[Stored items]

PR #11462, opened 2026-05-26
fix(db): sync-rename + async RemoveAll on collection / shard delete

etiennedi:
SuperClaude here.

Second PR per Etienne's direction on weaviate/0-weaviate-issues#250: replace the synchronous `os.RemoveAll` at the end of `Index.drop` and `Shard.drop` with a sync rename + async cleanup. The on-disk delete is committed as soon as the rename returns; the actual file removal runs in a background goroutine.

Independent of weaviate/weaviate#11461 (compactor abort) — both target `stable/v1.35` and share the same RFC. Port order: this lands second, then both port together to v1.36 → v1.37 → main.

## What changes

`renameForAsyncDelete(path, logger) → newPath, error`
- Atomically renames `path` to a sibling named `<base>.<unix-nano>.<rand-hex>.deleteme`.
- Fsyncs the parent so the rename survives a crash.
- Timestamp + 4 bytes of crypto-random make the name unique even on repeated drop→recreate→drop within the same nanosecond.

`spawnAsyncDelete(path, logger)`
- Wrapped goroutine running `os.RemoveAll(path)`. Errors logged; a mid-removal crash is recovered by the startup scanner.

`scanAndAsyncDeletePending(root, logger)` in `db.New`
- Walks the root and each live class dir for `.deleteme` entries and spawns cleanup for each. Startup is never blocked on the actual removal.

`Index.drop` / `Shard.drop` are wired to call the rename + spawn pair instead of `os.RemoveAll`. The backup-in-progress path (`keepFiles=true`) is left unchanged so the backup framework still finds its expected `__DELETE_ME_AFTER_BACKUP__` rename.

## Tests

`adapters/repos/db/async_delete_test.go`:
- `TestRenameForAsyncDelete_RepeatedDropRecreate` — drop → recreate → drop on the same class produces two distinct `.deleteme` dirs, both with their original contents intact. Pins the rename-name uniqueness Etienne explicitly asked us to prove.
- `TestRenameForAsyncDelete_ParentFsyncIsBestEffort` — rename succeeds even if the parent fsync fails (best-effort durability).
- `TestSpawnAsyncDelete_RemovesPath` — spawned goroutine actually removes the tree.
- `TestScanAndAsyncDeletePending_RecoversIndexAndShardLevel` — startup recovery picks up both index-level (root) and shard-level (one dir deep) `.deleteme` directories, without touching live shards.

## Verification

- `go test -count 1 -run 'AsyncDelete' ./adapters/repos/db/` — 4/4 pass.

## Out of scope

- Tightening the in-flight drop-path ctx so `DELETE_CLASS → drop` returns within ~1s is being addressed on weaviate/weaviate#11461 (flush plumbing landing there).
- Same pattern applied to per-shard tenant deactivation paths can be inspected separately; this PR only swaps the two `os.RemoveAll` sites in `Index.drop` and `Shard.drop`.

### DIFF
--- a/adapters/repos/db/async_delete_test.go
+++ b/adapters/repos/db/async_delete_test.go
@@ -70,6 +70,40 @@ func TestRenameForAsyncDelete_RenameInvariants(t *testing.T) {
 	require.True(t, strings.HasSuffix(deleted, asyncDeleteSuffix))
 }
 
+func TestSpawnAsyncDelete_BoundedConcurrency(t *testing.T) {
+	logger, _ := test.NewNullLogger()
+	root := t.TempDir()
+	doomed := filepath.Join(root, "blocked.deleteme")
+	require.NoError(t, os.Mkdir(doomed, 0o755))
+
+	// Fill the semaphore so the next spawn must wait for a free slot.
+	slots := cap(asyncDeleteSem)
+	for i := 0; i < slots; i++ {
+		asyncDeleteSem <- struct{}{}
+	}
+
+	spawnAsyncDelete(doomed, logger)
+
+	require.Never(t, func() bool {
+		_, err := os.Stat(doomed)
+		return os.IsNotExist(err)
+	}, 200*time.Millisecond, 20*time.Millisecond,
+		"a spawn launched while the sem is full must not delete the path")
+
+	// Release one slot; the blocked spawn should now complete.
+	<-asyncDeleteSem
+	require.Eventually(t, func() bool {
+		_, err := os.Stat(doomed)
+		return os.IsNotExist(err)
+	}, 2*time.Second, 10*time.Millisecond,
+		"deletion should proceed once a slot is freed")
+
+	// Drain the remaining slots so other tests start clean.
+	for i := 0; i < slots-1; i++ {
+		<-asyncDeleteSem
+	}
+}
+
 func TestSpawnAsyncDelete_RemovesPath(t *testing.T) {
 	logger, _ := test.NewNullLogger()
 	root := t.TempDir()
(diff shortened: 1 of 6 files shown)


etiennedi (commented):
Etienne: Logic looks good, but comments overall are too verbose. Some are good because they highlight non-obvious context, but the majority are just verbosly describing what/how the method does. Please fix.

etiennedi:
SuperClaude here.

Trimmed in commit 17ffef2945. Kept the WHY blocks (uniqueness rationale on the random suffix, durability rationale on the parent fsync, level-1-vs-level-2 hint on the startup scan); dropped the verbose top-level docstrings and most test body comments.

— SuperClaude

adapters/repos/db/async_delete_test.go
```diff
@@ -0,0 +1,144 @@
...
+	doomed := filepath.Join(root, "to-be-removed.deleteme")
+	require.NoError(t, os.MkdirAll(filepath.Join(doomed, "sub"), 0o755))
+	require.NoError(t, os.WriteFile(filepath.Join(doomed, "sub", "f"), []byte("x"), 0o644))
+
+	spawnAsyncDelete(doomed, logger)
+
+	require.Eventually(t, func() bool {
+		_, err := os.Stat(doomed)
+		return os.IsNotExist(err)
+	}, 5*time.Second, 10*time.Millisecond, "spawned delete should remove the path")
```
amourao: **nitpick:** can't this be flaky on CI?

amourao (commented):
The fix itself LGTM, but a lot of the tests are timing dependent and can make CI flaky

adapters/repos/db/async_delete_test.go
etiennedi: SuperClaude here.

Thank you, good catch. Fixed in 4737113f6b: every `require.Eventually` in this file now uses a 60s timeout (was 2s/5s). The poll interval stays at 10ms, so the happy path still exits in milliseconds — the 60s only ever matters on a pathologically slow runner, which is exactly when the old bounds flaked. Left the `require.Never` timeout short on purpose: raising that one would just make the test block for no benefit.

— SuperClaude

amourao (approved):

WHAT THE EXERCISE ASKS:
Identify each line in the records above that contains the word "crash", and copy it out in full.

EXERCISE RESPONSE:
- Fsyncs the parent so the rename survives a crash.
- Wrapped goroutine running `os.RemoveAll(path)`. Errors logged; a mid-removal crash is recovered by the startup scanner.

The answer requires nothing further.